PR #620, opened 2015-05-22
Support multiple keys for pfcount call

cwilkes:
http://redis.io/commands/pfcount supports multiple keys in the request, it internally merges them together in a temporary key, returns the result, and deletes the temp key.

I find it handy when wanting to sum up a lot of keys and don't care to keep the pfmerge around.

### DIFF
--- a/redis/client.py
+++ b/redis/client.py
@@ -1813,12 +1813,12 @@ class StrictRedis(object):
         "Adds the specified elements to the specified HyperLogLog."
         return self.execute_command('PFADD', name, *values)
 
-    def pfcount(self, name):
+    def pfcount(self, *sources):
         """
         Return the approximated cardinality of
-        the set observed by the HyperLogLog at key.
+        the set observed by the HyperLogLog at key(s).
         """
-        return self.execute_command('PFCOUNT', name)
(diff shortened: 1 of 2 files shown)


andymccurdy:
Thanks!

cwilkes:
My original use case was to support ipython usage of
  pfcount('a', 'b')
but this causes problems when I pass in pfcount(['a', 'b']) as the ending call is execute('pfcount', ['a', 'b']) which doesn't work -- it needs to be execute('pfcount', 'a', 'b').

Now I don't think that pfcount('a', 'b') should be supported, kind of like numpy's hstack requires a tuple to be passed in even though it seems natural to call it like hstack(ary0, ary1), forcing people to call hstack((ary0, ary1))

Figuring out how to do this in code is somewhat tricky, this is what I've come up with:

def pfcount(sources):
    if type(sources) in (list, tuple):
        return execute_command('PFCOUNT', *sources)
    else:
        return execute_command('PFCOUNT', sources)

which looks ugly but gets the job done.

What do you think?

andymccurdy:
I believe it should be identical to other commands in redis-py that support multiple keys. All the other commands use *args, so this one should to.

PR #627, opened 2015-06-11
Tiny addition: `.pubsub()` now works for Sentinels

rozbb:
Sentinels publish plenty of status messages, and there was no way to see them using redis-py. Here is a list of those message: http://redis.io/topics/sentinel/#pubsub-messages

### DIFF
--- a/redis/sentinel.py
+++ b/redis/sentinel.py
@@ -2,7 +2,7 @@ import os
 import random
 import weakref
 
-from redis.client import StrictRedis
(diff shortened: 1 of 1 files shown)


mnisjk:
:+1:

amuttsch:
For my current project I want to subscribe to the sentinel status messages as well. I'm using a workaround currently, but having this would cleanup the code. Thanks!

JiaqiLiu:
Really need it!

Issue #613, opened 2015-05-03
Add ability to close connections/clients


harlowja:
It'd be nice to have a way to close a client (stopping it from further use) for situations/libraries that want to take custom clients (or provide there own) but want to themselves provide close methods (to stop further object usage).

I have something that does this at the following and can submit a PR if you are fine with the concept...

See: https://review.openstack.org/#/c/176951/38/taskflow/utils/redis_utils.py (search for ``class RedisClient`` in that).

Thoughts?

dmk23:
+1

The functionality is needed for cases when too many connections get opened and they need to be manually closed to avoid exceeding the limits

jackyfkc:
Hi harlowja, I have a doubt if it is required to implement an explicit close() method since the underlying connections would be automatically closed when the **client object** ran out of scope.

The redis.connection.Connection has implemented __del__ method.

harlowja:
Sometimes explicit is better than implicit (one of the guiding principles of python); I feel a explicit ``close`` is nicer (and matches usage of https://docs.python.org/2/library/contextlib.html#contextlib.closing), of course a `__del__`` method is ok, and nice, but both existing seems to be good imho.

andymccurdy:
`ConnectionPool`s already have a `disconnect` method that closes all open connections.

I don't really see the point of marking a client instance as "closed" to prevent it from executing future commands. If you absolutely want to prevent your application from using the client instance, just remove your application's reference to the instance after you call the `ConnectionPool.disconnect` method.

woky:
The use case is e.g. a Flask application. I don't fully understand the details of Flask and _uWSGI_ but long story short, each request can happen in a different process, so it's very important to have assurance that all IO has been done and nothing is leaking behind when a request (and potentially its process) ends.

It'd be great if someone knowledgeable explained the life-cycle in the documentation. I've discovered this _answer_ after I started writing issue and GitHub showed this issue to me when I was writing title. This was preceded by usual Googling and code reading of course.

PR #628, opened 2015-06-20
Allow the client (and its connection_pool) to be closed

harlowja:
For situations where it is not acceptable to keep a client
and its pool open when not in use it is very nice to have the
ability to close a client and its pool to release the resources
associated with it.

Fixes issue #613


andymccurdy:
See comments in #613.

Issue #576, opened 2015-01-05
Python process hangs without joining following run_in_thread


jkaye2012:
Currently, if one uses PubSub.run_in_thread and neglects to stop the thread before the program exits, the Python process will hang on the processing thread. In my testing, this issue is resolved easily by making the worker thread a daemon before starting it; in this way, the processing thread is terminated when its parent dies.

Are there any issues with daemonizing the worker thread in this way?

Commit: 48ae31aabb1497779cadd525a9b6d865d5b8b90a

jkaye2012:
Any word on this?

jkaye2012:
I would really love to not have to fork this project and build my own version of this package.. Can any maintainer comment on this?

jackyfkc:
You could attempt to create a new pull request

andymccurdy:
This was resolved long ago. Sorry for not closing this sooner.

PR #640, opened 2015-07-29
Added the option to call run_in_thread as daemon

AndrewGuenther:
Since PubSub.run_in_thread() starts the thread before returning it, it
is impossible for the caller to mark it as a daemon, which can be
desirable for many reasons.

This change adds an additional optional parameter which will cause the
thread to be run as a daemon. It is a keyword argument and defaults to
false so the current behavior will not change and it will not break any
current consumers on upgrade.

### DIFF
--- a/redis/client.py
+++ b/redis/client.py
@@ -2295,7 +2295,7 @@ class PubSub(object):
 
         return message
 
-    def run_in_thread(self, sleep_time=0):
+    def run_in_thread(self, sleep_time=0, daemon=False):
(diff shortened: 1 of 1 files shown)


jkaye2012:
+1. Closing my PR in support of this one.

jkaye2012:
#576

soluwalana:
:+1:

andymccurdy:
This functionality was added in redis-py 3.0. Sorry that this wasn't closed when that version was released.

PR #642, opened 2015-07-30
Python 3 support in Connection.send_packed_command

kosonya:
In Python 3 the argument of a socket.sendall must be a list of byte sequences, not strings. I changed the type check in send_packed_command as to preserve the old behavior in Python 2, expect a <class 'bytes'> or a list of those as an argument, and raise TypeError if a string is passed instead.

(Maxim Kovalev, Zugata)

### DIFF
--- a/redis/connection.py
+++ b/redis/connection.py
@@ -542,11 +542,11 @@ class Connection(object):
                 if python_version == 2:
                     command = [command]
                 elif python_version == 3:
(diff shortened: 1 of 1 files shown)


andymccurdy:
I don't believe this is an issue at this point. Everything that calls `send_packed_command` already ensures that all values are encoded to bytes. If I'm missing something, feel free to reopen.

PR #1037, opened 2018-10-05
Adds support for ZPOPMAX, ZPOPMIN and their respective blocking variants

itamarhaber:


SupermanIsEvious:
@andymccurdy What is the release timeline for this feature? It's visible in the `latest` docs, but when installing the latest tag from PYPI these commands are not available yet. I would just like to know so that I can determine if I should implement my own version locally for now.

andymccurdy:
@SupermanIsEvious We'll be releasing a new version sometime next week. Thanks for your patience.

PR #1039, opened 2018-10-12
"while 1" --> "while True"

jeffwidman:
This is python, not C


andymccurdy:
Ya, I believe I read long ago that `while 1:` was faster in earlier versions of Python. I just tested locally and it looks like both are the same. Merging. Thanks!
────────────────────────────────────────
| TRY IT |
Retype the listing from its first line onward, stopping after the line that contains "but this causes" has been retyped in full.

| ANSWER SECTION |
PR #620, opened 2015-05-22
Support multiple keys for pfcount call

cwilkes:
http://redis.io/commands/pfcount supports multiple keys in the request, it internally merges them together in a temporary key, returns the result, and deletes the temp key.

I find it handy when wanting to sum up a lot of keys and don't care to keep the pfmerge around.

### DIFF
--- a/redis/client.py
+++ b/redis/client.py
@@ -1813,12 +1813,12 @@ class StrictRedis(object):
         "Adds the specified elements to the specified HyperLogLog."
         return self.execute_command('PFADD', name, *values)
 
-    def pfcount(self, name):
+    def pfcount(self, *sources):
         """
         Return the approximated cardinality of
-        the set observed by the HyperLogLog at key.
+        the set observed by the HyperLogLog at key(s).
         """
-        return self.execute_command('PFCOUNT', name)
(diff shortened: 1 of 2 files shown)


andymccurdy:
Thanks!

cwilkes:
My original use case was to support ipython usage of
  pfcount('a', 'b')
but this causes problems when I pass in pfcount(['a', 'b']) as the ending call is execute('pfcount', ['a', 'b']) which doesn't work -- it needs to be execute('pfcount', 'a', 'b').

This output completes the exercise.